Masuk di tahapan usia sekolah awal, yaitu 5-7 tahun, anak belajar mengelola emosi sesuai tuntutan lingkungan. Misalnya berusaha tidak menangis saat berada di depan teman-temannya. Anak masih mencari bantuan dari orang dewasa saat mengalami kesulitan, namun juga berusaha untuk memecahkan masalahnya secara mandiri. Di tahapan selanjutnya, yaitu di usia 7-10 tahun, anak sengaja menghindari hal-hal memicu emosi negatif dan yang tidak dapat ia kendalikan. Selain itu anak belajar menunjukkan emosi tertentu yang sesuai dengan norma di lingkungannya, misalnya tersenyum dengan ramah saat mendekati seorang teman. Keterampilan ini semakin terasah di tahapan usia selanjutnya, yaitu usia 10-13 tahun, di mana remaja dapat membedakan mana ekspresi emosi yang asli dan mana yang sengaja dimunculkan di situasi sosial tertentu. Remaja di tahap ini juga belajar berbagai strategi untuk mengatasi tekanan dari lingkungan. Di tahap akhir, yaitu di usia 13 tahun hingga dewasa, individu dapat mengenali perasaan dalam diri secara lebih tepat, mengatur ekspresi emosi untuk mencapai tujuan tertentu, dan menyadari pentingnya serta belajar mengkomunikasikan perasaan dalam relasi sosial.
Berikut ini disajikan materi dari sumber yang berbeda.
PR #338, opened 2018-07-09
Access ip workaround

redixin:
In some OpenStack deployments VM can't reach itself by floating ip. Some kubespray checks are not successful and deployment fails.

Solved by adding floating ip to loopback interface.

Also few minor fixes.

### DIFF
--- a/kqueen/engines/openstack_kubespray.py
+++ b/kqueen/engines/openstack_kubespray.py
@@ -393,8 +393,27 @@ class Kubespray:
         self._save_inventory(inventory, "hosts.json")
         self._create_group_vars()
         self._wait_for_ping()
+        self._add_fip_to_lo(resources)
         self._run_ansible()
-        return self._get_kubeconfig(resources["masters"][0]["ip"])
+        return self._get_kubeconfig(resources["masters"][0]["fip"])
+
+    def _add_fip_to_lo(self, resources):
+        """Add floating ip to loopback interface.
+
+        This is workaround for buggy deployments where node can't reach
+        itself by floating ip.
+        """
+        cmd_fmt = (
+            "sudo /bin/sh -c 'cat > /etc/rc.local <<EOF\n"
+            "/sbin/ip addr add %s/32 dev lo\n"
+            "EOF'"
+        )
+        for master in resources["masters"]:
+            ip = master["fip"]
+            host = "@".join((self.ssh_username, ip))
+            ssh_cmd = ("ssh", host) + self.ssh_common_args
+            subprocess.check_call(ssh_cmd + (cmd_fmt % ip, ))
+            subprocess.check_call(ssh_cmd + ("sudo /bin/sh /etc/rc.local", ))
 
     def scale(self, resources):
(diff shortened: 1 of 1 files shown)


kqueen/engines/openstack_kubespray.py
```diff
@@ -700,7 +724,14 @@ def _get_userdata(self):
             "package_update": True,
             "packages": ["python"],
             "ssh_authorized_keys": [self.extra_ssh_key],
+            "write_files": [
+                {
+                    "content": '{"bip": "10.13.0.1/16"}',
```
naumvd95: maybe define it as kwarg and get it from create-cluster page ? imo it will be much better for future deployments

kqueen/engines/openstack_kubespray.py
```diff
@@ -80,7 +80,6 @@ class OpenstackKubesprayEngine(BaseEngine):
                 "help_message": "Must be odd number",
                 "validators": {
                     "required": True,
-                    "min": 3,
                     "parity": "odd",
```
katyafervent: why min is not needed?

kqueen/engines/openstack_kubespray.py
```diff
@@ -534,7 +552,7 @@ def _run_ansible(self, inventory="hosts.json", playbook="cluster.yml"):
         )
         pipe.wait()
         if pipe.returncode:
-            raise RuntimeError("Non zero exit status from ansible (%s)" % pipe.returncode)
+            logger.warn("Non zero exit status from ansible (%s)" % pipe.returncode)
```
katyafervent: warn is deprecated, please use warning instead https://docs.python.org/3/library/logging.html#logging.Logger.warning

kqueen/engines/openstack_kubespray.py
naumvd95: and also need to specify this feature in docs.rst

kqueen/engines/openstack_kubespray.py
redixin: Because kubespray can deploy cluster with 1 master node

kqueen/engines/openstack_kubespray.py
redixin: See line 744. We also need to do the same at least with `kube_service_addresses` and `kube_pods_subnet`

naumvd95: yep, i know, but imo it should be different changes, we may define docker networks in this PR, coz it directly depends on main PR idea (bugfix) and provide separate PR with kube-networks. 2nd case - is docker networks defining and kube-networks defining  doesnot depends on each other and should be tested separately

kqueen/engines/openstack_kubespray.py
katyafervent: So please remove or from validation on server-side https://github.com/redixin/kqueen/blob/58ee6824412c298919ef5db5d893e88a8d7256ab/kqueen/engines/openstack_kubespray.py#L599

PR #340, opened 2018-07-11
Define docker bip as kwarg

naumvd95:


naumvd95:
need to check before merge

PR #341, opened 2018-07-12
Make k8s images configurable

katyafervent:


kqueen/engines/openstack_kubespray.py
```diff
@@ -610,7 +616,10 @@ def validate_ip(address):
             ipaddress.ip_address(address)
             return address
 
-        self.meta["master_count"] = self.cluster.metadata["master_count"]
+        mc = self.cluster.metadata["master_count"]
+        if mc % 2 == 0:
+            raise ValueError("Master node count must be an odd number at least 3 or greater")
```
naumvd95: afaik its redundant?

naumvd95:
do we need to forward it in compose-configs?

kqueen/engines/openstack_kubespray.py
katyafervent: redundant with what?

katyafervent:
this config is used in compose-demo file. I suggest to keep all Mirantis-related params in a one config

kqueen/engines/openstack_kubespray.py
```diff
@@ -441,8 +441,14 @@ def _create_group_vars(self):
         src = os.path.join(self.kubespray_path, "inventory/sample/group_vars")
         dst = self._get_cluster_path("group_vars")
         shutil.copytree(src, dst)
+
         with open(os.path.join(dst, "all.yml"), "a") as all_yaml:
-            all_yaml.write("\ncloud_provider: openstack\n")
+            data_to_add = {'cloud_provider': 'openstack'}
```
naumvd95: imo unclear naming , maybe kubespray_configuration?

katyafervent: kubespray_configuration is located at "all.yml" and we are open this file for append and in data_to_add dictionary contains everything that will be appended

naumvd95:
OK, LGFM, we can merge it , if it tested properly

kqueen/config/demo.py
```diff
@@ -33,3 +33,16 @@ class Config(BaseConfig):
     # Creds for Kqueen Read-only user
     LDAP_DN = 'cn=admin,dc=example,dc=org'
     LDAP_PASSWORD = 'heslo123'
+
+    # Images for Kubespray (available images that can be provided is listed in the link below)
```
ekhomyakova: *are listed

PR #342, opened 2018-07-13
Use separate flavors for slave and master nodes

katyafervent:


kqueen/engines/openstack_kubespray.py
```diff
@@ -64,10 +64,20 @@ class OpenstackKubesprayEngine(BaseEngine):
                     "required": True,
                 },
             },
-            "flavor": {
+            "master_flavor": {
                 "type": "text",
                 "order": 30,
-                "label": "Flavor",
+                "label": "Master flavor",
+                "default": config.get("KS_MASTER_FLAVOR"),
```
naumvd95: imo its better to set defaults directly here, for ex m1.medium for master, m1.large for slaves

kqueen/engines/openstack_kubespray.py
```diff
@@ -620,9 +630,12 @@ def validate_ip(address):
...
                 raise ValueError("Image '%s' is not found" % self.cluster.metadata["image_name"])
-            self.meta["flavor"] = self.c.get_flavor(self.cluster.metadata["flavor"])
-            if self.meta["flavor"] is None:
-                raise ValueError("Flavor '%s' is not found" % self.cluster.metadata["flavor"])
+            self.meta["master_flavor"] = self.c.get_flavor(self.cluster.metadata["master_flavor"])
+            if self.meta["master_flavor"] is None:
+                raise ValueError("Flavor for master '%s' is not found" % self.cluster.metadata["master_flavor"])
+            self.meta["slave_flavor"] = self.c.get_flavor(self.cluster.metadata["slave_flavor"])
+            if self.meta["slave_flavor"] is None:
+                raise ValueError("Flavor for slave '%s' is not found" % self.cluster.metadata["master_flavor"])
```
naumvd95: in what case it can be None? through api calls?

kqueen/engines/openstack_kubespray.py
```diff
@@ -620,9 +630,12 @@ def validate_ip(address):
             self.meta["image"] = self.c.get_image(self.cluster.metadata["image_name"])
             if self.meta["image"] is None:
                 raise ValueError("Image '%s' is not found" % self.cluster.metadata["image_name"])
-            self.meta["flavor"] = self.c.get_flavor(self.cluster.metadata["flavor"])
-            if self.meta["flavor"] is None:
-                raise ValueError("Flavor '%s' is not found" % self.cluster.metadata["flavor"])
+            self.meta["master_flavor"] = self.c.get_flavor(self.cluster.metadata["master_flavor"])
```
naumvd95: btw, why some checks are not in try-catch block?

kqueen/engines/openstack_kubespray.py
katyafervent: yes, it is api server) we need to validate data on server side too

kqueen/engines/openstack_kubespray.py
katyafervent: they are optional

kqueen/engines/openstack_kubespray.py
katyafervent: decided not to use values from config at all. may be later use profile for each provisioner with predefined settings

Di masa pandemi, orangtua, guru, atau pemerhati anak dan remaja dapat mendampingi mereka mengembangkan ketangguhan secara mental. Pertama, adalah penting mendiskusikan pandangan yang realistis tentang pandemi kepada anak dan remaja: bahwa protokol kesehatan yang ketat perlu diterapkan untuk mencegah penyebaran penyakit yang lebih luas, bahwa individu tidak bisa 100% melindungi dirinya atau orang lain dari infeksi, bahwa kapasitas fasilitas kesehatan terbatas, dan bahwa pada kelompok tertentu tingkat kesembuhan justru lebih tinggi. Pandangan ini baiknya dikomunikasikan sesuai tingkat pemahaman anak. Kedua, anak dan remaja dapat didampingi untuk mengkomunikasikan perasaannya dengan jujur, baik emosi positif maupun negatif. Patut diingat bahwa perasaan anak adalah perasaan pribadinya, bukan kritik atau protes terhadap orangtua atau orang dewasa lainnya. Proses ini bisa jadi sulit untuk dilakukan, maka keterbukaan baiknya dimulai dari orangtua.

Selanjutnya orang dewasa dapat mendampingi anak dan remaja untuk melihat apakah perasaan dan strateginya untuk mengelola perasaan tersebut membawa manfaat. Bila tidak, dapat didiskusikan bersama, strategi apa yang bisa jadi lebih tepat untuk mengelola perasaan tersebut. Misalnya anak merasa kesepian dan berusaha mengatasinya dengan melihat media sosial atau bermain game online sepanjang hari. Sebagai alternatif terdapat beberapa aktivitas kelompok yang dapat dimainkan secara live di luar ruangan, tetapi juga tidak membutuhkan kontak langsung, misalnya Geocaching atau menyembunyikan dan mencari harta karun di lingkungan sekitar rumah. Bila perasaan tersebut tidak dapat segera dikelola karena berbagai keterbatasan di lingkungan, orangtua dan anak juga dapat mendiskusikan, bagaimana mengalihkan perhatian kepada hal-hal yang lebih berguna, misalnya mencoba menekuni hobi baru.

Hidup selalu penuh dengan perubahan dan pandemi adalah salah satunya. Mengarungi perubahan ini sambil mendampingi anak dan remaja memang tidak mudah, namun hal ini bisa menjadi kesempatan, baik bagi orangtua maupun anak, untuk mengembangkan ketangguhan mental.